WHAT YOU SHOULD DO: All lines from the one with "We are able" through the close of the records below are to be set down exactly, and no others.

TASK INPUT:
Issue #1200, opened 2024-02-27
Race condition with unbonding messages


joe-bowman:
We are able to unbond 7 times per unbonding period, hence the 3 day epoch (this works for most networks).

However, a race condition exists where the first unbonding to trigger for Epoch 7 is sent, before the final unbonding tx is completed for epoch, causing a failure.

We should observe the completion time of the unbond records for 7 epochs ago, and use this to trigger unbonding messages.

joe-bowman:
Closed by #1259

PR #1259, opened 2024-03-09
Fix low rr withdrawals

joe-bowman:
## 1. Summary
Makes good withdrawals that unbonded with below target RR, due to #1200.

- Looked back over the preceding 7 epochs, and calculated the correct RR `good_rr`.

SOLUTION FOR THIS TASK:
We are able to unbond 7 times per unbonding period, hence the 3 day epoch (this works for most networks).

However, a race condition exists where the first unbonding to trigger for Epoch 7 is sent, before the final unbonding tx is completed for epoch, causing a failure.

We should observe the completion time of the unbond records for 7 epochs ago, and use this to trigger unbonding messages.

joe-bowman:
Closed by #1259

PR #1259, opened 2024-03-09
Fix low rr withdrawals

joe-bowman:
## 1. Summary
Makes good withdrawals that unbonded with below target RR, due to #1200.

- Looked back over the preceding 7 epochs, and calculated the correct RR `good_rr`.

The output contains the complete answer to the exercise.